Stored data:
PR #3579, opened 2019-09-07
Attribute visitor

diyessi:
Visitor for node attributes, providing read/write access via standard types, as well as variant-like access via actual attribute type.
Can be extended for additional attribute types.


test/serialize.cpp
```diff
@@ -440,3 +440,85 @@ TEST(serialize, opset1_pad)
...
+enum class TuringModel
+{
+    XL400,
+    XL1200
+};
+
+namespace ngraph
+{
+    template <>
+    EnumNames<TuringModel>* EnumNames<TuringModel>::get()
```
ilyachur: Why do you use raw pointer and don't return a reference to a local static object?

diyessi: Too late in the day when I wrote it 😄

src/ngraph/type.hpp
```diff
@@ -71,4 +80,133 @@ namespace ngraph
...
+            return as_type<std::string>(TypeAdapter<Type>::m_value);
+        }
+        void set_string(const std::string& value) const override
+        {
+            TypeAdapter<Type>::m_value = as_type<Type>(value);
+        }
+    };
+
+    template <typename Type>
+    class ObjectAdapter : public TypeAdapter<Type>
```
ilyachur: What is the purpose of Object adapter? Will it serialise an abstract object?

src/ngraph/attribute_visitor.hpp
```diff
@@ -0,0 +1,46 @@
...
+    ///
+    /// Attributes are the values set when building a graph which are not
+    /// computed as the graph executes. Values computed from the graph topology and attributes
+    /// during compilation are not attributes.
+    class AttributeVisitor
+    {
+    public:
+        virtual ~AttributeVisitor() {}
+        virtual void on_attribute(const std::string& name, std::string& value) = 0;
+        virtual void on_attribute(const std::string& name, element::Type& value) = 0;
```
ilyachur: Why do you add `on_attribute` methods for `element::Type` and `PartialShape`? It is not basic types.

Why don't you want to use `VisitorAdapter` for all types? It looks like current solution has some specific adapters which are implemented in `on_attribute` methods (for `std::string`, `element::Type`, `bool` and etc.).

We can divide access to attribute and it serialisation/deserialisation, if visitor contains only one method `on_attribute` with  `VisitorAdapter` argument and we have default adapters for all basic types.

src/ngraph/attribute_visitor.hpp
```diff
@@ -0,0 +1,46 @@
...
+        virtual void on_attribute(const std::string& name, PartialShape& value) = 0;
+        virtual void on_attribute(const std::string& name, bool& value) = 0;
+        virtual void on_attribute(const std::string& name, int64_t& value) = 0;
+        virtual void on_attribute(const std::string& name, uint64_t& value) = 0;
+        virtual void on_attribute(const std::string& name,
```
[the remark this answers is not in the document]
diyessi: yes, as needed.

src/ngraph/type.hpp
diyessi: Yes. For Enums, we use the string of the enum element, for structures we need the type_info if it's variant, and the members, where the members can be done with the attribute visitor.

src/ngraph/attribute_visitor.hpp
diyessi: Mainly because I'm hooking into the current serializer right now and those two are serialized in ad-hoc ways. If we made switched to a new uniform format, we wouldn't need those special-cased.

src/ngraph/type.hpp
diyessi: Vectors are another special case for serialization; length and elements.

src/ngraph/attribute_visitor.hpp
ilyachur: Ok, I got it.

But why cannot you remove these special-cased methods and add a code on the serialiser part?
I understand that it can be WA but it will allow us to avoid some redundant methods in the new API.
Because users can be confused why these objects have privileges over other objects and can be used without adapters.

src/ngraph/attribute_visitor.hpp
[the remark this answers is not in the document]
ilyachur: But from my point of view we must implement these methods for all basic types at the same time or have only one method with VisitorAdapter for all type. Because in another case if we didn't implement (for example) uint8_t, but user wants to serialise/deserialise this type in own custom op, he will have to write a special adapter in order to work with it.

It is inconvenient.

src/ngraph/attribute_visitor.hpp
```diff
@@ -0,0 +1,52 @@
...
+    class AttributeVisitor
+    {
+    public:
+        virtual ~AttributeVisitor() {}
+        virtual void on_attribute(const std::string& name, std::string& value) = 0;
+        virtual void on_attribute(const std::string& name, element::Type& value) = 0;
+        virtual void on_attribute(const std::string& name, PartialShape& value) = 0;
+        virtual void on_attribute(const std::string& name, bool& value) = 0;
+        virtual void on_attribute(const std::string& name, size_t& value) = 0;
+        virtual void on_attribute(const std::string& name, std::vector<size_t>& value) = 0;
```
ilyachur: Why cannot we use adapter for all vectors? Vector is not basic type.

src/ngraph/attribute_adapter.hpp
```diff
@@ -0,0 +1,140 @@
...
+        virtual std::string get_string() const = 0;
+        ///
+        virtual void set_string(const std::string& value) const = 0;
+    };
+
+    class IntegerVectorAdapter
+    {
+    public:
+        virtual ~IntegerVectorAdapter(){};
+        static constexpr DiscreteTypeInfo type_info{"StringAdapter", 0};
```
ilyachur: Incorrect type info

src/ngraph/attribute_adapter.hpp
```diff
@@ -0,0 +1,140 @@
...
+        virtual ~StringAdapter() {}
+        static constexpr DiscreteTypeInfo type_info{"StringAdapter", 0};
+        virtual const DiscreteTypeInfo& get_type_info() const { return type_info; }
+        /// Returns the value as a string
+        virtual std::string get_string() const = 0;
+        ///
+        virtual void set_string(const std::string& value) const = 0;
+    };
+
+    class IntegerVectorAdapter
```
ilyachur: Maybe we can add template VectorAdapter which will allow to work with any vectors.
Or VectorAdapter will work together other adapters for specific types.

ilyachur:
@wenzhe-nrv @jbobba @silee2  Could you please take a look to this PR?

ilyachur:
@silee2 We are waiting only for your review.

PROBLEM: An exact reproduction of all the entries, complete to the last line, is needed.

RESULT OF THIS EXERCISE:
PR #3579, opened 2019-09-07
Attribute visitor

diyessi:
Visitor for node attributes, providing read/write access via standard types, as well as variant-like access via actual attribute type.
Can be extended for additional attribute types.


test/serialize.cpp
```diff
@@ -440,3 +440,85 @@ TEST(serialize, opset1_pad)
...
+enum class TuringModel
+{
+    XL400,
+    XL1200
+};
+
+namespace ngraph
+{
+    template <>
+    EnumNames<TuringModel>* EnumNames<TuringModel>::get()
```
ilyachur: Why do you use raw pointer and don't return a reference to a local static object?

diyessi: Too late in the day when I wrote it 😄

src/ngraph/type.hpp
```diff
@@ -71,4 +80,133 @@ namespace ngraph
...
+            return as_type<std::string>(TypeAdapter<Type>::m_value);
+        }
+        void set_string(const std::string& value) const override
+        {
+            TypeAdapter<Type>::m_value = as_type<Type>(value);
+        }
+    };
+
+    template <typename Type>
+    class ObjectAdapter : public TypeAdapter<Type>
```
ilyachur: What is the purpose of Object adapter? Will it serialise an abstract object?

src/ngraph/attribute_visitor.hpp
```diff
@@ -0,0 +1,46 @@
...
+    ///
+    /// Attributes are the values set when building a graph which are not
+    /// computed as the graph executes. Values computed from the graph topology and attributes
+    /// during compilation are not attributes.
+    class AttributeVisitor
+    {
+    public:
+        virtual ~AttributeVisitor() {}
+        virtual void on_attribute(const std::string& name, std::string& value) = 0;
+        virtual void on_attribute(const std::string& name, element::Type& value) = 0;
```
ilyachur: Why do you add `on_attribute` methods for `element::Type` and `PartialShape`? It is not basic types.

Why don't you want to use `VisitorAdapter` for all types? It looks like current solution has some specific adapters which are implemented in `on_attribute` methods (for `std::string`, `element::Type`, `bool` and etc.).

We can divide access to attribute and it serialisation/deserialisation, if visitor contains only one method `on_attribute` with  `VisitorAdapter` argument and we have default adapters for all basic types.

src/ngraph/attribute_visitor.hpp
```diff
@@ -0,0 +1,46 @@
...
+        virtual void on_attribute(const std::string& name, PartialShape& value) = 0;
+        virtual void on_attribute(const std::string& name, bool& value) = 0;
+        virtual void on_attribute(const std::string& name, int64_t& value) = 0;
+        virtual void on_attribute(const std::string& name, uint64_t& value) = 0;
+        virtual void on_attribute(const std::string& name,
```
[the remark this answers is not in the document]
diyessi: yes, as needed.

src/ngraph/type.hpp
diyessi: Yes. For Enums, we use the string of the enum element, for structures we need the type_info if it's variant, and the members, where the members can be done with the attribute visitor.

src/ngraph/attribute_visitor.hpp
diyessi: Mainly because I'm hooking into the current serializer right now and those two are serialized in ad-hoc ways. If we made switched to a new uniform format, we wouldn't need those special-cased.

src/ngraph/type.hpp
diyessi: Vectors are another special case for serialization; length and elements.

src/ngraph/attribute_visitor.hpp
ilyachur: Ok, I got it.

But why cannot you remove these special-cased methods and add a code on the serialiser part?
I understand that it can be WA but it will allow us to avoid some redundant methods in the new API.
Because users can be confused why these objects have privileges over other objects and can be used without adapters.

src/ngraph/attribute_visitor.hpp
[the remark this answers is not in the document]
ilyachur: But from my point of view we must implement these methods for all basic types at the same time or have only one method with VisitorAdapter for all type. Because in another case if we didn't implement (for example) uint8_t, but user wants to serialise/deserialise this type in own custom op, he will have to write a special adapter in order to work with it.

It is inconvenient.

src/ngraph/attribute_visitor.hpp
```diff
@@ -0,0 +1,52 @@
...
+    class AttributeVisitor
+    {
+    public:
+        virtual ~AttributeVisitor() {}
+        virtual void on_attribute(const std::string& name, std::string& value) = 0;
+        virtual void on_attribute(const std::string& name, element::Type& value) = 0;
+        virtual void on_attribute(const std::string& name, PartialShape& value) = 0;
+        virtual void on_attribute(const std::string& name, bool& value) = 0;
+        virtual void on_attribute(const std::string& name, size_t& value) = 0;
+        virtual void on_attribute(const std::string& name, std::vector<size_t>& value) = 0;
```
ilyachur: Why cannot we use adapter for all vectors? Vector is not basic type.

src/ngraph/attribute_adapter.hpp
```diff
@@ -0,0 +1,140 @@
...
+        virtual std::string get_string() const = 0;
+        ///
+        virtual void set_string(const std::string& value) const = 0;
+    };
+
+    class IntegerVectorAdapter
+    {
+    public:
+        virtual ~IntegerVectorAdapter(){};
+        static constexpr DiscreteTypeInfo type_info{"StringAdapter", 0};
```
ilyachur: Incorrect type info

src/ngraph/attribute_adapter.hpp
```diff
@@ -0,0 +1,140 @@
...
+        virtual ~StringAdapter() {}
+        static constexpr DiscreteTypeInfo type_info{"StringAdapter", 0};
+        virtual const DiscreteTypeInfo& get_type_info() const { return type_info; }
+        /// Returns the value as a string
+        virtual std::string get_string() const = 0;
+        ///
+        virtual void set_string(const std::string& value) const = 0;
+    };
+
+    class IntegerVectorAdapter
```
ilyachur: Maybe we can add template VectorAdapter which will allow to work with any vectors.
Or VectorAdapter will work together other adapters for specific types.

ilyachur:
@wenzhe-nrv @jbobba @silee2  Could you please take a look to this PR?

ilyachur:
@silee2 We are waiting only for your review.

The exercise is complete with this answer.